Abstract
A 53-year-old male with autoimmune hemolytic anemia (AIHA) had been treated with prednisolone (PSL) since December 1975, and his hemoglobin level was 12.5 g/dl at the end of March 1976. At the beginning of April 1976, the patient developed hemoglobinuria with a sudden drop of hemoglobin level down to 5.0 g/dl.
Peripheral blood mononuclear cells (P-MNCs) from this patient at the stage of hemolytic attack markedly stimulated the proliferation of erythroid precursors (CFU-E) from the normal human bone marrow in vitro.
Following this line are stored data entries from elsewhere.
PR #16170, opened 2022-01-19
AOB-1445 : Implement findBy in memory and change spec

kpAkeneo:
In pim-onboarder we use productRepository->findBy but him is not implemented in findby so some integration-test of pim was on error so i implemente in memory to correct integration test and change spec

### DIFF
--- a/tests/back/Acceptance/Product/InMemoryProductRepository.php
+++ b/tests/back/Acceptance/Product/InMemoryProductRepository.php
@@ -80,20 +80,7 @@ class InMemoryProductRepository implements
      */
     public function findBy(array $criteria, array $orderBy = null, $limit = null, $offset = null)
     {
-        $products = [];
-        foreach ($this->products as $product) {
-            $keepThisProduct= true;
-            foreach ($criteria as $value) {
-                if ($product->getIdentifier() !== $value) {
-                    $keepThisProduct = false;
-                    break;
-                }
-            }
-            if ($keepThisProduct) {
-                $products[] = $product;
-            }
-        }
-        return $products;
+        return $this->products->filter(fn (ProductInterface $product) => $product->getIdentifier() === $criteria['identifier'])->toArray();
     }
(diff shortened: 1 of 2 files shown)


tests/back/Acceptance/Product/InMemoryProductRepository.php
```diff
@@ -76,7 +77,23 @@ public function findAll()
...
-        throw new NotImplementedException(__METHOD__);
+        $products = [];
+        $propertyAccessor = PropertyAccess::createPropertyAccessorBuilder()
+            ->getPropertyAccessor();
+
+        foreach ($this->products as $product) {
+            $keepThisProduct= true;
+            foreach ($criteria as $key => $value) {
+                if ($propertyAccessor->getValue($product, $key) !== $value) {
+                    $keepThisProduct = false;
```
mmetayer, line 88:
```suggestion
                    $keepThisProduct = false;
                    break;
```

mmetayer (approved):

tests/back/Acceptance/Product/InMemoryProductRepository.php
```diff
@@ -76,7 +77,23 @@ public function findAll()
 
     public function findBy(array $criteria, array $orderBy = null, $limit = null, $offset = null)
     {
-        throw new NotImplementedException(__METHOD__);
+        $products = [];
```
ahocquard, line 80: could we hardcode the criteria "identifier" instead and document it if you only need that? I mean, this method only partially implement the findBy anyway (order by, limit, offset, criterias are not fully implemented).

This method should be deprectated and I would prefer to keep it simple. Don't hesitate to say it's used by onboarder v1 btw.

kpAkeneo: yes i can make that if you want ;)

ahocquard (approved):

This stimulatory effect of P-MNCs on CFU-E colony formation subsided when hemolysis ameliorated in this patient after treatment with an increased dose of PSL.
The effect of P-MNCs on CFU-E colony formation of the normal human bone marrow in vitro was also investigated in the other 5 patients with AIHA and in 9 patients with non-immunological hemolytic anemia consisting of 5 hereditary spherocytosis, 3 paroxysmal nocturnal hemoglobinuria (PNH) and 1 aplastic anemia-PNH syndrome. In none of these 14 patients, P-MNCs markedly stimulated normal CFU-E colony formation.
These observations suggest that P-MNCs may enhance CFU-E proliferation in certain conditions such as severe hemolysis in AIHA.